– Трюки – это все, что у меня есть, – сказал я.
Отец обернулся к матери.
– А он умен. Свой ум мальчик умеет использовать.
Он произнес слово «ум», словно это было что-то неприятное – вроде дурного характера или болезни. Подойдя к письменному столу, отец взял небольшой магический светильник. Вроде того, какие используют дети, чтобы тренировать концентрацию. Протянул его мне.
– Джен-теп должны быть сильными.
Я взял шар в ладони. Он ярко светился, но когда мать и отец направились к двери, сияние померкло. Не просто стало тусклее – исчезло. Я сосредоточился, пытаясь заставить его вновь засветиться. Тщетно.
«Давай же! – говорил я себе. – Ты делал это тысячу раз!»
Ничего. Свет словно бы умер. В голове снова зазвучал холодный голос Ра-мета: «Ты окажешься среди ше-теп, где тебе самое место».
– Джен-теп должны быть сильными, – повторил отец, выходя их комнаты.
Я поднял взгляд и понял, что он говорит не со мной. Он говорил сам с собой – как делают люди, готовясь к чему-то, что будет очень трудно или очень больно.

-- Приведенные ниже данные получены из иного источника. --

PR #4261, opened 2022-08-01
Avoid unnecessary copying and dynamic memory allocations

nbougalis:
This commit implements an optimization that @chennakeshava1998 and I identified; this commit reduces unnecessary dynamic memory allocations when processing proposals.

### DIFF
--- a/src/ripple/app/consensus/RCLCxPeerPos.h
+++ b/src/ripple/app/consensus/RCLCxPeerPos.h
@@ -28,6 +28,7 @@
 #include <ripple/protocol/HashPrefix.h>
 #include <ripple/protocol/PublicKey.h>
 #include <ripple/protocol/SecretKey.h>
+#include <boost/container/static_vector.hpp>
 #include <chrono>
 #include <cstdint>
 #include <string>
@@ -61,10 +62,6 @@ public:
         uint256 const& suppress,
         Proposal&& proposal);
 
-    //! Create the signing hash for the proposal
-    uint256
-    signingHash() const;
-
     //! Verify the signing hash of the proposal
     bool
     checkSign() const;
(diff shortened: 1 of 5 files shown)


src/ripple/protocol/impl/PublicKey.cpp
```diff
@@ -221,6 +221,8 @@ verifyDigest(
     Slice const& sig,
     bool mustBeFullyCanonical) noexcept
 {
+    if (sig.size() == 0)
+        return false;
```
greg7mdp, line 225: I don't think this added check is needed as this is taken care of by `ecdsaCanonicality` below.

greg7mdp (changes requested):

src/ripple/app/consensus/RCLCxPeerPos.h
```diff
@@ -73,49 +70,38 @@ class RCLCxPeerPos
...
-            Slice const& signature,
-            uint256 const& suppress,
-            Proposal&& proposal);
-    };
-
-    std::shared_ptr<Data> data_;
+    PublicKey publicKey_;
+    uint256 suppression_;
+    Proposal proposal_;
+    boost::container::static_vector<std::uint8_t, 72> signature_;
```
chennakeshava1998, line 104: I have a hypothetical question. If the size of the `signature_` variable was a multiple of 32 bytes, then
can we use a `ripple::base_uint<33>` for storing the `signature_` data? Will that be slower than `boost::static_vector`?

Is one of them faster than the other?

greg7mdp: `ripple::base_uint<33>` would not work as it specifies 33 bits. You need 72 bytes or 72 x 8 bits, and it is designed to store uint32_t not an array of bytes. Also `base_uint` doesn't manage a size, so you'd have to keep track separately of how long the signature is. `static_vector` is the right choice here!

chennakeshava1998: I see okay, thanks for the clarification.

src/ripple/protocol/impl/PublicKey.cpp
nbougalis: Agreed, I'll remove it.

HowardHinnant (approved):
Nice job.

До моего шестнадцатого дня рождения оставалось совсем немного. И впервые в жизни я по-настоящему испугался собственного отца.
Глава 8
Абидос
Большую часть дня я провел в своей комнате, то засыпая, то просыпаясь, а в промежутках между сном и явью – глядя на шарик, который по-прежнему держал в руках. Мне удалось выдавить из него слабенькое мерцание, не ярче огня свечи. В конце концов я просто швырнул шар об стену. Он даже не соизволил разбиться. Еще одна проверка – и снова мимо. Никто не принесет мне на блюдечке золотой диск – символ пройденного испытания.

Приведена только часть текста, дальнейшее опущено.